***** Dataset content *****

PR #1240, opened 2016-08-31
Widen constraint on package_config

whesse:
package_config has released version 1.0.0, which is compatible with earlier versions.  Relax constraint to <2.0.0.   This could also be changed to ^1.0.0 if you want.

### DIFF
--- a/pubspec.yaml
+++ b/pubspec.yaml
@@ -1,6 +1,6 @@
 name: dartdoc
 # Also update the `version` field in lib/dartdoc.dart.
-version: 0.9.7+2
+version: 0.9.7+3
 author: Dart Team <misc@dartlang.org>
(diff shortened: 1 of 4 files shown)


whesse:
This is needed for the pinned versions of packages in dart-lang/sdk/DEPS

pubspec.yaml
```diff
@@ -1,6 +1,6 @@
 name: dartdoc
 # Also update the `version` field in lib/dartdoc.dart.
-version: 0.9.7+2
+version: 0.9.7+3
```
devoncarew: Can you also update the constant in `lib/dartdoc.dart`?

devoncarew:
lgtm after the constant is updated

Issue #1230, opened 2016-08-17
dart:math is listed twice on api.dartlang.org


mit-mit:
_From @kmillikin on August 16, 2016 12:21_

When I look at api.dartlang.org I see dart:math listed twice on the left-hand side.

_Copied from original issue: dart-lang/sdk#27083_

mit-mit:
_From @kmillikin on August 16, 2016 13:21_

I just noticed that it's also listed twice in the body of the page.

devoncarew:
@keertip, could you take a look?

devoncarew:
This is fixed in the latest version of dartdoc: https://api.dartlang.org/dev/1.20.0-dev.1.0/index.html.

PR #1242, opened 2016-09-01
improve sdk docs validation

devoncarew:
- add a test for https://github.com/dart-lang/dartdoc/issues/1230; improve the sdk docs validation to also check the number of `dart:` libs listed in index.html.
- fix an issue w/ how we were using `await` in the `buildSdkDocs` task

@keertip


keertip:
lgtm

Issue #1244, opened 2016-09-01
Allow dependency html 0.13


whesse:
The html package has released version 0.13, with breaking changes
BREAKING Fix all strong mode errors and warnings. This involved adding more precise types on some public APIs, which is why it may break users.

If dartdoc works with version 0.13, please relax the version constraint to >=12.0 <14.0, or to ^13.0 if you don't want to support 0.12 anymore.

This is blocking rolling package:html in sdk/DEPS.

PR #1245, opened 2016-09-01
upgrade the html package dep

devoncarew:
- upgrade the html package dep
- fix https://github.com/dart-lang/dartdoc/issues/1244

@keertip @whesse


whesse:
I don't understand why we have the .pubspec.lock file committed into the repo.  Shouldn't this be .gitignored, and not in the repo?  If it is common practice to include this file, then OK, but I didn't think it was.

sethladd:
Previous best practice was to commit the .lock file for apps. Libraries should not have a .lock file committed. Maybe that's changed?

whesse:
Eric says that in general, the pubspec.lock should be committed in the repo for applications, but not for libraries.  But I suppose it doesn't hurt anything for a library - things using the library wouldn't even see it.

devoncarew:
I'm confused - dartdoc is an app; per conventions we should be checking in the lock file, no? 

https://github.com/dart-lang/dartdoc/commit/96fadf092744fcb74b501ac2d3ab7df207b63543#diff-7ed8db171f9d2dbefb97f0043b4eb2ff

keertip:
lgtm

PR #1258, opened 2016-10-08
prefer running from the SDK

devoncarew:
- remove documentation on installing via `pub global activate`; prefer installing via the SDK distribution

@keertip


keertip:
lgtm

PR #1269, opened 2016-11-07
Hacky annotation support on properties

rkj:


keertip:
@rkj, can you do a

`pub global activate grinder`
`grind update-test-package-docs`

and add the changes to PR to get the test package docs updated. Thanks!

devoncarew:
@rkj, ping re: this PR - we need a little work (from the comment above) to make the bots happy. Thanks!

PR #1275, opened 2016-11-17
Replace uses of deprecated analyzer APIs

bwilkerson:
@keertip


keertip:
@bwilkerson, has anything changed with how dartdoc gets all the sdk llibraries when generating docs for the sdk? See that the sdk doc generation is failing on travis for both dev and stable.

bwilkerson:
Yes. If you have some time I could use some help figuring out how to debug this.

PR #527, opened 2019-08-13
[RFC] Add AES T-Tables implementation for Tinycrypt

utzig:
This adds an optional implementation of t-tables for AES in Tinycrypt, which can be enabled to speed up the execution of encryption/decryption.

The t-table implementaion is based on the MbedTLS implementation, using single forward and reverse tables; no table generation code was added, so this uses extra 2KB of flash (256 * sizeof(uint32_t) * 2).

PS: I have not tested in HW yet; this might need more clean ups; have to check how to contribute this upstream, since the project seems dead.

### DIFF
--- a/ext/tinycrypt/lib/source/aes_decrypt.c
+++ b/ext/tinycrypt/lib/source/aes_decrypt.c
@@ -59,10 +59,151 @@ static const uint8_t inv_sbox[256] = {
 	0x55, 0x21, 0x0c, 0x7d
 };
 
+#ifdef TC_USE_AES_TTABLES
+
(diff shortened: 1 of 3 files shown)


utzig:
Btw, I did a bit of testing of MbedTLS AES options to gather some numbers; the results can be seen here: https://github.com/apache/mynewt-core/pull/1958

Adding the table generation would be interesting, because a single set of tables (sbox, inverse sbox, forward and reverse t-tables) that are RAM generated brings the best trade off in terms of speed, flash and RAM usage.

PR #528, opened 2019-08-13
sim: Add debugging ptable to image dumps

d3zd3z:
Add a `debug_dump()` method to `Images` to allow the images to be
written to a file.  The dependency test will call this if the
environment variable MCUBOOT_DEBUG_DUMP is set.

In order to make these debug dumps more useful, add a simple partition
table to the beginning of the image (where MCUboot would reside on
target).  This has a simple header, and then entries for each partition,
using the partition ids used within the simulator.  This allows the
image to be more easily used by external tools.

As an example, `scripts/mcubin.bt` is a binary template for the [010
Editor](https://www.sweetscape.com/010editor/), allowing it to decode
and show the details of images from MCUboot.

### DIFF
--- a/sim/src/image.rs
+++ b/sim/src/image.rs
@@ -1,9 +1,19 @@
-use log::{info, warn, error};
+use byteorder::{
+    LittleEndian, WriteBytesExt,
+};
+use log::{
+    Level::Info,
+    error,
+    info,
+    log_enabled,
+    warn,
+};
 use rand::{
     distributions::{IndependentSample, Range},
     Rng, SeedableRng, XorShiftRng,
 };
 use std::{
+    collections::HashSet,
     io::{Cursor, Write},
     mem,
     slice,
@@ -163,6 +173,7 @@ impl ImagesBuilder {
                 primaries: primaries,
                 upgrades: upgrades,
             }}).collect();
+        install_ptable(&mut flash, &self.areadesc);
         Images {
             flash: flash,
             areadesc: self.areadesc,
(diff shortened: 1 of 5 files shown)


sim/src/image.rs
```diff
@@ -1337,6 +1356,55 @@ fn verify_trailer(flash: &SimMultiFlash, slot: &SlotInfo,
...
+        // avoids messing up images already written.
+        if areadesc.iter_areas().any(|area| {
+            area.device_id == id &&
+                area.off == 0 &&
+                area.flash_id != FlashId::BootLoader
+        }) {
+            let special: Vec<FlashId> = areadesc.iter_areas()
+                .filter(|area| area.device_id == id && area.off == 0)
+                .map(|area| area.flash_id)
+                .collect();
```
utzig: Wouldn't it be possible to avoid iterating twice, by just collecting the `flash_ids` and checking if there is any?

utzig:
Would be nicer if there was a similar tool that was free!

sim/src/image.rs
d3zd3z: I could be, but I'm not sure which would be better. I probably should pub the `let special ...` in an if statement based on whether info logging is even enabled, since right now we compute the whole thing, and then immediately discard it in the normal case of there not being a message printed.

The first `any` iteration will stop as soon as it finds something matching the criteria. Even in the case of printing, it is probably faster to just do that instead of allocation a Vec to hold the result.

I'll push a version with the conditional.

d3zd3z:
I wish there was a free tool as well, but I'm not aware of anything. It's kind of just an example, and useful if anyone has that tool.

PR #532, opened 2019-08-20
zephyr: enable MULTITHREADING by default except on nRF

mbolivar:
The main point of this PR is to enable CONFIG_MULTITHREADING unless we know it's safe to do so. Currently, the only platform where we know for sure it is safe is on nRF SoCs.

Note this doesn't touch nrf52840_pca10059's final .config setting for this option -- defaults are overridden by .conf fragments.


nvlsianpu:
I changed the title to more descriptive as it helps to redact the release note.

PR #535, opened 2019-08-26
scripts: allow user to set load_addr

hakonfam:
Allow the user to set the load_addr field of the header.
This could be useful in multi image situations to help
deduce the image number of an update without having to
look at the swap info.

### DIFF
--- a/scripts/imgtool/main.py
+++ b/scripts/imgtool/main.py
@@ -182,6 +182,8 @@ class BasedIntParamType(click.ParamType):
 
 @click.argument('outfile')
 @click.argument('infile')
+@click.option('-L', '--load-addr', type=BasedIntParamType(), required=False,
+              help='Load address for image when it is in its primary slot.')
 @click.option('-E', '--encrypt', metavar='filename',
               help='Encrypt image using the provided public key')
 @click.option('-e', '--endian', type=click.Choice(['little', 'big']),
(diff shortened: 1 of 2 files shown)


utzig:
If I remember correctly we discussed way back that this field was reserved to put the address (in RAM) where an image is supposed to be loaded when not XIP. I don't think it is a good idea to use it for some other purpose, just because at the moment nobody seems to be using this "feature". At least we should discuss and agree on it first...

hakonfam:
Thanks for the info. IMO there is nothing stopping non-XIP users from using it for that purpose while weird multi-image with one secondary slot and two primary slots-users use it for a different purpose :)

Laczen:
I think it is a good idea to extend the idea of load address to include XIP systems. For non-XIP it is used to determine where the image should be placed in RAM (without the header) but it also is the address to jump to. For XIP it could only have the meaning of the address to jump to (so pointing to the address just after the header). This would also allow the verification if a image is compiled for the correct slot before moving it to this slot.

d3zd3z:
> For XIP it could only have the meaning of the address to jump to (so pointing to the address just after the header).
Arm already defines a "header" at the beginning of the image that gives the address to jump to, as well as the initial stack pointer. I don't see a real compelling reason to do things differently. Even for non-XIP, it doesn't determine the address to jump to, that comes from the beginning of the image itself (which follows the header).

hakonfam:
This is true @d3zd3z. Although I don't think I will be able to extract the same information as what was found in `ih_load_addr`, I will be able to find the information we require. So feel free to close this PR if no one else wants this.

scripts/imgtool/main.py
```diff
@@ -205,16 +205,18 @@ def convert(self, value, param, ctx):
 @click.option('--align', type=click.Choice(['1', '2', '4', '8']),
               required=True)
 @click.option('-k', '--key', metavar='filename')
+@click.option('-L', '--load-addr', type=BasedIntParamType(), required=False,
```
utzig: Could you move this option up? `click` sorts them in reverse (bottom to top) and I would rather see the `required` ones first in the help page.

utzig:
Looks good apart from the comment... Btw, I don't like using some already defined/documented field for a different purpose, but since this just writes it to the image, users are free to do whatever they want with it! :-P

nvlsianpu:
@hakonfam looks good to me, pleas apply utzig suggestion.

PR #542, opened 2019-09-03
Fix533

d3zd3z:
Not intended to be merged, but a few additional patches on top of #533 for Fabio to pull in.


utzig:
Commits added to #533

*****

Task directions — Your task is to return each line of the data above that contains the string "metavar".

Your response —
 @click.option('-E', '--encrypt', metavar='filename',
 @click.option('-k', '--key', metavar='filename')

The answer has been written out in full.